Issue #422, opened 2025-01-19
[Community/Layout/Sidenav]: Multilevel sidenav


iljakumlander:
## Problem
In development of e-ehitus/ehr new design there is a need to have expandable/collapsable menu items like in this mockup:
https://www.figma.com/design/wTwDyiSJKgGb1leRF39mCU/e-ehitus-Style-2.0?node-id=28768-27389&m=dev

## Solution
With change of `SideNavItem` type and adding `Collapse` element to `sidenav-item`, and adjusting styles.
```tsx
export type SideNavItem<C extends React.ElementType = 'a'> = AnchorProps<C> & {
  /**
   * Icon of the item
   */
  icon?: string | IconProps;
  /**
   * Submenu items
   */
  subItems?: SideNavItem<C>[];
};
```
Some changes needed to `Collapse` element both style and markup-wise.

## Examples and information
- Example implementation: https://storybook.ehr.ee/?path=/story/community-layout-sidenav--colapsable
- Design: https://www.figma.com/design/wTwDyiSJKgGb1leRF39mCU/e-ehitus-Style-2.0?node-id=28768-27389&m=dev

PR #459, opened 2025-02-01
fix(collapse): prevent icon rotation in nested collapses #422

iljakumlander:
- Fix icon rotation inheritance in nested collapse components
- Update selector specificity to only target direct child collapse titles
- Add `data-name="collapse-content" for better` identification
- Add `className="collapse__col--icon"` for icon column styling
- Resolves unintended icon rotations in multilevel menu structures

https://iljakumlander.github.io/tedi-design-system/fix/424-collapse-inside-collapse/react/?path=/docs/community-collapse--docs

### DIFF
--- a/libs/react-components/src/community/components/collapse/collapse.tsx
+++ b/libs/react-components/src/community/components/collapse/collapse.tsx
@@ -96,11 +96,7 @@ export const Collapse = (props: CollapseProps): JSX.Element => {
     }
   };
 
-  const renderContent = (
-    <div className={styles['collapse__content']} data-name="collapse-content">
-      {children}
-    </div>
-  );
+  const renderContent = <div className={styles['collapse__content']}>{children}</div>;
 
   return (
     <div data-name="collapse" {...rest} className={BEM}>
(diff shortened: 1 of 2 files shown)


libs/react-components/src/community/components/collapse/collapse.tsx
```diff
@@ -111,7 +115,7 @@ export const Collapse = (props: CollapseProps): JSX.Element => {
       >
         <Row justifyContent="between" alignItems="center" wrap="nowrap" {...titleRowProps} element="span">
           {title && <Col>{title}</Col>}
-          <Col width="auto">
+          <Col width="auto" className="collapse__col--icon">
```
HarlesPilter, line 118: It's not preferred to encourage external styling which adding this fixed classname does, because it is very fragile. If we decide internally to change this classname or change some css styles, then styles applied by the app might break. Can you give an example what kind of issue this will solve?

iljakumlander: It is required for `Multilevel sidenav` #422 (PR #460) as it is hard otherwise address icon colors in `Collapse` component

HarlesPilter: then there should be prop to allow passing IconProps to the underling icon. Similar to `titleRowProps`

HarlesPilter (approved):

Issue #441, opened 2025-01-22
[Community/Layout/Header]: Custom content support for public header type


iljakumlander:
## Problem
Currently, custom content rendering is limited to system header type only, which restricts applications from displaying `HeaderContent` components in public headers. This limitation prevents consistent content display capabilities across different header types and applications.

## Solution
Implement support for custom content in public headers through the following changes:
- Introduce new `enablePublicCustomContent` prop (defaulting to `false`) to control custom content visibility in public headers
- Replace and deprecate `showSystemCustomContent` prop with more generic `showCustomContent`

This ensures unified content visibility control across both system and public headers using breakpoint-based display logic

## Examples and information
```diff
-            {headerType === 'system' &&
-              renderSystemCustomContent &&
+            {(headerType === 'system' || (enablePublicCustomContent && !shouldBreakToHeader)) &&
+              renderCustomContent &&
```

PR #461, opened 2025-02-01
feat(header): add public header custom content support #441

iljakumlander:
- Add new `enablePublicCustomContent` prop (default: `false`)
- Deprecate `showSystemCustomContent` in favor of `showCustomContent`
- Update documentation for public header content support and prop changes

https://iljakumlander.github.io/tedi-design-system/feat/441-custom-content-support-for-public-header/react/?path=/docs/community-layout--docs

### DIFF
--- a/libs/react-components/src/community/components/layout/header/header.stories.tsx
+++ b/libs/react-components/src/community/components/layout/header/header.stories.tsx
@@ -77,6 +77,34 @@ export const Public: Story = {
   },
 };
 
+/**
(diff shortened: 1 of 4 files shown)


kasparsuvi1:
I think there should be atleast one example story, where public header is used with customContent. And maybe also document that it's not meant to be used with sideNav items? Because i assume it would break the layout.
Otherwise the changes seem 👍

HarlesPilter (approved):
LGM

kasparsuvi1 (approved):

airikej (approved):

▸ TASK DESCRIPTION
Reproduce the entries above exactly, starting at their first line and finishing with the line that contains "With change of".

▸ EXERCISE RESPONSE
Issue #422, opened 2025-01-19
[Community/Layout/Sidenav]: Multilevel sidenav


iljakumlander:
## Problem
In development of e-ehitus/ehr new design there is a need to have expandable/collapsable menu items like in this mockup:
https://www.figma.com/design/wTwDyiSJKgGb1leRF39mCU/e-ehitus-Style-2.0?node-id=28768-27389&m=dev

## Solution
With change of `SideNavItem` type and adding `Collapse` element to `sidenav-item`, and adjusting styles.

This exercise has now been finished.